■ Problem description ■
Print out the full listing, exactly.

■ Stored data ■
========================================================================

PR #407, opened 2022-07-01
TD-518 - Add "Back to App Store" Feature

chhack94:
This adds a Link element to the IPG Logo in the Top left Corner. The Link gets generated from a environment variable called "REACT_UI_APPSTORE_URL" in each app during the build event, if it is empty the behaviour stays the same as before this feature implementation.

========================================================================

■ Exercise response ■
PR #407, opened 2022-07-01
TD-518 - Add "Back to App Store" Feature

chhack94:
This adds a Link element to the IPG Logo in the Top left Corner. The Link gets generated from a environment variable called "REACT_UI_APPSTORE_URL" in each app during the build event, if it is empty the behaviour stays the same as before this feature implementation.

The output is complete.